In other words, Ernst and Singh haven't done a cost-benefit-analysis (CBA) of conventional and alternative treatments - even though decisions by national health services (e.g. the NHS in the UK) need to factor in cost into the equation to get an overall picture of a treatment's efficacy. Sadly, CBAs by the NHS don't sufficiently factor in externalities such as side effects and opportunity costs to the patient (including a reliance on drug prescriptions inculcating in the patient a lack of autonomy and self-ownership over their own health). And, worse yet, RCTs - or the so-called ''gold-standard'' in medicine which Ernst and Singh use as their benchmark for evidence of efficacy - don't factor in either CBA or the externalities of side effects and opportunity cost (among many others)! 

Yet bizarrely, Ernst and Singh are eager to factor in externalities from alternative medicine, such as obscure and rare side effects, and infections caused from acupuncture treatment - even though these are NOT the systemic and routine side effects as seen from the use of pharmaceutical drugs.
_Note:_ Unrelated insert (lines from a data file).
PR #5, opened 2024-02-14
Adding some additional lexer documentation

fosdickio:


fosdickio:
This is odd.  I ran `cargo fmt --` and now it thinks code coverage has decreased. 😒

nhatcher:
> This is odd. I ran `cargo fmt --` and now it thinks code coverage has decreased. 😒

You added more lines. what I don't understand is why the linting test was passing before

This approach clearly betrays an implicit bias toward conventional medical treatment. Their blindness to the systemic problems in conventional medicine is bizarre given the published statistics on iatrogenic death in mainstream medicine - which is the third biggest killer in the US, accounting for up to 200,000 deaths annually. It could be argued that mainstream medicine is actually the leading cause of death in the western world - (given the prevalence of chronic disease from lifestyle factors) - simply because medicine shows extreme negligence in prioritising prevention of such diseases. Further, the BMJ found in its analysis of 2,500 common medical treatments only 36% are 'beneficial' or 'likely to be beneficial'. A Cochrane review came to a similar finding. Given all of the above, it is clear that Ernst and Singh have constructed an erroneously-high baseline for the effectiveness of mainstream medicine - and it is this false baseline which they pit alternative medicine against. 

Ernst and Singh
sought to ''put alternative medicine on trial'', but if they were being objective, it should have been mainstream medicine they put on trial first
.   

Over long-enough time scales (e.g. the length of a human life) - and factoring in additive effects of using many alternative approaches in combination and the negative externalities of conventional drugs and treatments - mainstream medicine becomes less and less viable. But, of course, Ernst and Singh don't adopt this longitudinal, nuanced, and systems-thinking approach. 
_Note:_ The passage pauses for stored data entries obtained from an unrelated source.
PR #6, opened 2024-02-20
Adding new example counting formulas and errors

fosdickio:
## Summary
I'm adding a new example to check whether a cell contains an error or formula.  I found this missing when trying to work through an example to read in a workbook and do something simple (count the total number of cells, formulas, and errors).

## External Usage
I originally worked on this from a separate project and pulled in the dependency to `Cargo.toml` like so (similar to `TironCalc`):

```toml
[dependencies]
ironcalc = { git = "https://github.com/ironcalc/IronCalc", version = "0.1.0"}
```

From there, I was able to load a local `.xlsx` file and perform the operation on it (`cargo run test.xlsx`).

```rust
use ironcalc::import::load_model_from_xlsx;

fn main() {
    let args: Vec<String> = std::env::args().collect();
    if args.len() != 2 {
        panic!("Usage: {} <file.xlsx>", args[0]);
    }
    let file_name = &args[1];

    let mut model = load_model_from_xlsx(file_name, "en", "UTC").unwrap();
    model.evaluate();
    let cells = model.get_all_cells();

    let mut cells_count = 0;
    let mut formula_count = 0;
    let mut error_count = 0;

    for cell in cells {
        if model.cell_contains_formula(cell.index, cell.row, cell.column) {
            formula_count += 1;
        }

        if model.cell_contains_error(cell.index, cell.row, cell.column) {
            error_count += 1;
        }

        cells_count += 1;
    }

    println!("Cell count: {}", cells_count);
    println!("Formula count: {}", formula_count);
    println!("Error count: {}", error_count);
}
```

## Other Considerations
I've moved this example into `base`, as it is an example mostly demonstrating functionality on `ironcalc_base::model::Model`.

## Testing
This code was ran locally and tested using `make tests` without error.


base/examples/formulas_and_errors.rs
```diff
@@ -0,0 +1,40 @@
...
+        }
+
+        cells_count += 1;
+    }
+
+    assert_eq!(cells_count, 5);
+    assert_eq!(formula_count, 2);
+    assert_eq!(error_count, 1);
+
+    Ok(())
```
nhatcher, line 45: Great example!

base/src/model.rs
```diff
@@ -1172,6 +1172,18 @@ impl Model {
         }))
     }
 
+    /// Returns a boolean representing whether the cell contains a formula or not.
+    pub fn cell_contains_formula(&self, sheet_index: u32, row: i32, column: i32) -> bool {
```
nhatcher: I would prefer if you can add the example without having to add a method in the public API. This is something I would like to discuss with you, but I would like the public API to be as minimal as possible.

base/src/model.rs
```diff
@@ -1172,6 +1172,18 @@ impl Model {
...
+        let cell = &self.workbook.worksheets[sheet_index as usize].sheet_data[&row][&column];
```
nhatcher: Although I do this quite a lot, we shouldn't.  If the index is wrong this will panic. We should do things like:

```rust
let cell = self.workbook.worksheet(sheet)?.cell(row, column);
```
That will return an error if `(sheet, row, column)` are not valid parameters.
We shouldn't do this in any case, but we should specially avoid it in the public API.
So basically not call to the public API should be able to panic.

nhatcher (changes requested):
Thanks! 

I would prefer if we don't add members to the public API.

Once you are do, we can add this example to the documentation like in:
https://github.com/ironcalc/IronCalc/blob/main/base/src/lib.rs#L20

nhatcher:
> ## Summary
> 
> I'm adding a new public API endpoint to check whether a cell contains an error or formula. I found this missing when trying to work through an example to read in a workbook and do something simple (count the total number of cells, formulas, and errors). I'm adding an example to accompany it.
> ## External Usage
> 
> I originally worked on this from a separate project and pulled in the dependency to `Cargo.toml` like so (similar to `TironCalc`):

That's a nice idea but what you are doing here is better.
> 
> ```toml
> [dependencies]
> ironcalc = { git = "https://github.com/ironcalc/IronCalc", version = "0.1.0"}
> ```

I think you can drop the version (my mistake!)
> 
> From there, I was able to load a local `.xlsx` file and perform the operation on it (`cargo run test.xlsx`).
> 
> ```rust
> use ironcalc::import::load_model_from_xlsx;
> 
> fn main() {
>     let args: Vec<String> = std::env::args().collect();
>     if args.len() != 2 {
>         panic!("Usage: {} <file.xlsx>", args[0]);
>     }
>     let file_name = &args[1];
> 
>     let mut model = load_model_from_xlsx(file_name, "en", "UTC").unwrap();
>     model.evaluate();
>     let cells = model.get_all_cells();
> 
>     let mut cells_count = 0;
>     let mut formula_count = 0;
>     let mut error_count = 0;
> 
>     for cell in cells {
>         if model.cell_contains_formula(cell.index, cell.row, cell.column) {
>             formula_count += 1;
>         } else if model.cell_contains_error(cell.index, cell.row, cell.column) {
>             error_count += 1;
>         }
> 
>         cells_count += 1;
>     }
> 
>     println!("Cell count: {}", cells_count);
>     println!("Formula count: {}", formula_count);
>     println!("Error count: {}", error_count);
> }
> ```
> 
> ## Other Considerations
> 
> I've moved this example into `base`, as it is an example mostly demonstrating functionality on `ironcalc_base::model::Model`.
> ## Testing
> 
> This code was ran locally and tested using `make tests` without error.

base/examples/formulas_and_errors.rs
nhatcher, line 45: If you add this code in the documentation it will ran with `cargo tests`

fosdickio: Good to know!  Thanks for that.  I've updated `base/src/lib.rs` accordingly.

fosdickio:
@nhatcher This is ready for review again based on your feedback.  You might want to squash-and-merge this one, as there are quite a few small little changes.

nhatcher (approved):
Awesome, this is a useful example.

Excluding infectious diseases - which has never been the remit of best practice in alternative and integrative healthcare practitioners - there is an inverse correlation between medical treatment and health / longevity in developed nations. This might seem counterintuitive at first, but it becomes more obvious when we consider that chronic disease from poor lifestyle is the leading cause of premature death in the western world. Logically then, on a population level, the more you take care of your health and wellbeing, the less medical intervention you will need during your life. The healthiest people in the world don't live the longest because of modern medicine, but in spite of it. Ernst and Singh might appeal to outliers to evidence things one way or another, but this isn't how epidemiological evidence works in medicine. 

So - all in all - a poor effort from Ernst and Singh. They failed to abide by a cardinal rule in argumentation and science; which is to clearly define your terms first, and to outline the desired outcomes for society as a whole - not your own.